::: PROVIDED ENTRIES :::

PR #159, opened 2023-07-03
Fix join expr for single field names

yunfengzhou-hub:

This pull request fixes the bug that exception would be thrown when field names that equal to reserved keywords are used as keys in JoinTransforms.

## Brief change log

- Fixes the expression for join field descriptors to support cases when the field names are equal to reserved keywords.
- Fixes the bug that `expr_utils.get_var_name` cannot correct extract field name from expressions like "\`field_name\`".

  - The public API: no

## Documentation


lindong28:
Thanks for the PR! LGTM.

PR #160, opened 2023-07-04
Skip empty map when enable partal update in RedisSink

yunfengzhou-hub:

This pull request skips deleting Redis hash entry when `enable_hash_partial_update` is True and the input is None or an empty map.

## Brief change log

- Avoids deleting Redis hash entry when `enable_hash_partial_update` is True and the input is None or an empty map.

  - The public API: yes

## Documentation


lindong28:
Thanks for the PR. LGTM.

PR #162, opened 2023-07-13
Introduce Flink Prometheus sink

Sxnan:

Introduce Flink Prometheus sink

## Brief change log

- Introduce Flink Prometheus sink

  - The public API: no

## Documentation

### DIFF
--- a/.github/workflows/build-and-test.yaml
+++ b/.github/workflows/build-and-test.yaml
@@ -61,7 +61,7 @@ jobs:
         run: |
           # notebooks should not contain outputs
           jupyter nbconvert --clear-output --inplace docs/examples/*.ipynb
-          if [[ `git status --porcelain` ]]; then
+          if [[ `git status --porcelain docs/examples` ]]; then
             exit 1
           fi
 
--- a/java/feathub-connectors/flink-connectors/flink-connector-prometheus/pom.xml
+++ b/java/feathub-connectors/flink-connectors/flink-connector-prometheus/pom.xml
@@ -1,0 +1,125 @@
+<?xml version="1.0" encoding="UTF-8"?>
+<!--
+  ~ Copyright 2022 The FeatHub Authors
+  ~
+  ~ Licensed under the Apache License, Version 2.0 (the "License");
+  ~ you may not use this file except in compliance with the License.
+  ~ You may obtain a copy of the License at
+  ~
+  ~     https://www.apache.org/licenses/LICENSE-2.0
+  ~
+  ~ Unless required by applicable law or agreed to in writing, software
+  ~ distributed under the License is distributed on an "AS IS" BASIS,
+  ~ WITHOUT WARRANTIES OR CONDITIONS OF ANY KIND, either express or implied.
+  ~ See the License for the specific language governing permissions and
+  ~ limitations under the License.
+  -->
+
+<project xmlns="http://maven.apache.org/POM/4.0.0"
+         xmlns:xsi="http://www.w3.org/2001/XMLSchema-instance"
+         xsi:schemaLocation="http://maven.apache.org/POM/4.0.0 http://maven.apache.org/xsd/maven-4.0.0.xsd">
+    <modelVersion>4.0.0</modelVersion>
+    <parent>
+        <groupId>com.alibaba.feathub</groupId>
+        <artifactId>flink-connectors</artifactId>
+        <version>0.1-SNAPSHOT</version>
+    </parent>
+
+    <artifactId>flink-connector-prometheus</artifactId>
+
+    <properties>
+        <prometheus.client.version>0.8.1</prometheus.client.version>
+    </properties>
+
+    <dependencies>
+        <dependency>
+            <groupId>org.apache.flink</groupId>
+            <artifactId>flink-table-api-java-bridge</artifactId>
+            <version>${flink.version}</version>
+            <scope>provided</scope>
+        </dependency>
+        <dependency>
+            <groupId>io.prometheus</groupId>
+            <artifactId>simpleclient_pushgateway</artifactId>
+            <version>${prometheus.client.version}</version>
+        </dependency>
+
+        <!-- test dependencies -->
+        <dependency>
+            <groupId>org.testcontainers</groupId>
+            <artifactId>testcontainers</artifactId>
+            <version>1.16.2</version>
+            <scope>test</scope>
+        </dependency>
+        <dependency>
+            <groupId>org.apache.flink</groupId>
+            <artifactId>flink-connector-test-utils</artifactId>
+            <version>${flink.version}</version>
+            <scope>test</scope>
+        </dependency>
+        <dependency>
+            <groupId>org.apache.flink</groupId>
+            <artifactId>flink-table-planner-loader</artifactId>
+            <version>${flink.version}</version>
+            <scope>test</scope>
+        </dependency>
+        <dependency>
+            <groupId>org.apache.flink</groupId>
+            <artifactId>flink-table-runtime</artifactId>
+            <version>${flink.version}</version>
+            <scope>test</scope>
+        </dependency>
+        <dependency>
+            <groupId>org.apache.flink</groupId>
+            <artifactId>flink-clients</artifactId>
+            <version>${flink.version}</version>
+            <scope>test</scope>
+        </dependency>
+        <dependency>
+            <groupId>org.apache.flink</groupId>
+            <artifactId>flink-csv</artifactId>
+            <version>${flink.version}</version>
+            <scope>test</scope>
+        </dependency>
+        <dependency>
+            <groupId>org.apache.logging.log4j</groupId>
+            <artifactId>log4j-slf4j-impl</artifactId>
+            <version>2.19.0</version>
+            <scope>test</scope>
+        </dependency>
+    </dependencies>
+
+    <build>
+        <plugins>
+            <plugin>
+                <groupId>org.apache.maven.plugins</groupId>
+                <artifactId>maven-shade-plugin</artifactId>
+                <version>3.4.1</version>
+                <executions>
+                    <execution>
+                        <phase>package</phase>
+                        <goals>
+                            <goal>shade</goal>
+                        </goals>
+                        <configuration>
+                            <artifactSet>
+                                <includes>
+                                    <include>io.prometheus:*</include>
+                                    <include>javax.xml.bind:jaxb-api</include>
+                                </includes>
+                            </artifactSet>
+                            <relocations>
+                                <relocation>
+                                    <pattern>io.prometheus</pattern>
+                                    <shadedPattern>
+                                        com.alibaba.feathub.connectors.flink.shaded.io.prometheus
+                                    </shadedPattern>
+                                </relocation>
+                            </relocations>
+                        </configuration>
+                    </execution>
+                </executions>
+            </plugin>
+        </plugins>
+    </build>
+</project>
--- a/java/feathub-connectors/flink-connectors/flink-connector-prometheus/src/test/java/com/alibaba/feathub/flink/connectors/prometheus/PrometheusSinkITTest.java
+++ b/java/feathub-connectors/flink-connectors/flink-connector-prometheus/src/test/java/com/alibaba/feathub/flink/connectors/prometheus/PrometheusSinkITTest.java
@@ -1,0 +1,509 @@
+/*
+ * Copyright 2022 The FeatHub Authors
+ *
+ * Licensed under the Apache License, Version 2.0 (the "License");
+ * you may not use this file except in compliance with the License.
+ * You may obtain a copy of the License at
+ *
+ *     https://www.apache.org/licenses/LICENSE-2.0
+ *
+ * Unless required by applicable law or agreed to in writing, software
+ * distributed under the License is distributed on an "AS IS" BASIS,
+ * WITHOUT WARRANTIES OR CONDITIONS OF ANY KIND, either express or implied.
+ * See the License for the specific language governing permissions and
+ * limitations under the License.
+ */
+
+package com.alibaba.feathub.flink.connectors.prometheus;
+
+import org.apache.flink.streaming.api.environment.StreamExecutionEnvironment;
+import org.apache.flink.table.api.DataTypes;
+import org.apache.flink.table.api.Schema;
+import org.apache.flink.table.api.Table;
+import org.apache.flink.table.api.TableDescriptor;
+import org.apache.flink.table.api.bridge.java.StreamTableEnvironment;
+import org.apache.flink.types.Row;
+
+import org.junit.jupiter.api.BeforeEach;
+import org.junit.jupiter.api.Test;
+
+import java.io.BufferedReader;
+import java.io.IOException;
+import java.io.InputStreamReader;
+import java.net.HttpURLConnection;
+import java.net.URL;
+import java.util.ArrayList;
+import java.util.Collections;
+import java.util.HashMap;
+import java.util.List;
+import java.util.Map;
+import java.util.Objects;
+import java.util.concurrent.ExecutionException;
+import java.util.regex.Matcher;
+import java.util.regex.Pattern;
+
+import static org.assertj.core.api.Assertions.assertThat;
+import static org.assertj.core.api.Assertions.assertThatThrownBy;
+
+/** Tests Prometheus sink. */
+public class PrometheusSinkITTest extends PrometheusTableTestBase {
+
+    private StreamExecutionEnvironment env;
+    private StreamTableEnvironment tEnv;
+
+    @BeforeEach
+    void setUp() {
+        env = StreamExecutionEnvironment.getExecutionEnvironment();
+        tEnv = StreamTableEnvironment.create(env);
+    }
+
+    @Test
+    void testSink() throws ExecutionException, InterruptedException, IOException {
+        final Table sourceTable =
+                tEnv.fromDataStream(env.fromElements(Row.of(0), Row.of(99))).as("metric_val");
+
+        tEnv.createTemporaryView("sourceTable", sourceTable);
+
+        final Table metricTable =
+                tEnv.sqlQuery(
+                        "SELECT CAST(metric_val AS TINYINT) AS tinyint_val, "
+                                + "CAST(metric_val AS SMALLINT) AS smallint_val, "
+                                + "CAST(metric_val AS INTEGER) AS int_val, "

:::
::: PROVIDED ENTRIES :::

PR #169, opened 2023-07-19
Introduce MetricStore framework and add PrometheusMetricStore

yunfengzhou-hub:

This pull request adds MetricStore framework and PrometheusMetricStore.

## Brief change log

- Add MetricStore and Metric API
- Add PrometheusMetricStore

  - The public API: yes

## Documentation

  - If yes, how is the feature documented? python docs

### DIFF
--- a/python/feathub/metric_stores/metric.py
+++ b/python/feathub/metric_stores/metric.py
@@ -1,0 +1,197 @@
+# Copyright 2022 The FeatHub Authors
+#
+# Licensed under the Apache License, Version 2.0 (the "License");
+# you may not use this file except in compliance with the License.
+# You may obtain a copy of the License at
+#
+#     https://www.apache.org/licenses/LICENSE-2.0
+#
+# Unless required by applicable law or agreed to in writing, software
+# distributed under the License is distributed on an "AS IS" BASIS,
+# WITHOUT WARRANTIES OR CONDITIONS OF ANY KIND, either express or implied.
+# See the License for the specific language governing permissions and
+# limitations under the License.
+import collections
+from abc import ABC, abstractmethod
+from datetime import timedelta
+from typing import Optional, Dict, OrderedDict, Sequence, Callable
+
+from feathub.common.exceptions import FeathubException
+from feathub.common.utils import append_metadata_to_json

:::

[WORK INSTRUCTIONS] If a line in the records above contains the word "Unless", copy it.

[RESULT BELOW]
+  ~ Unless required by applicable law or agreed to in writing, software
+ * Unless required by applicable law or agreed to in writing, software
+# Unless required by applicable law or agreed to in writing, software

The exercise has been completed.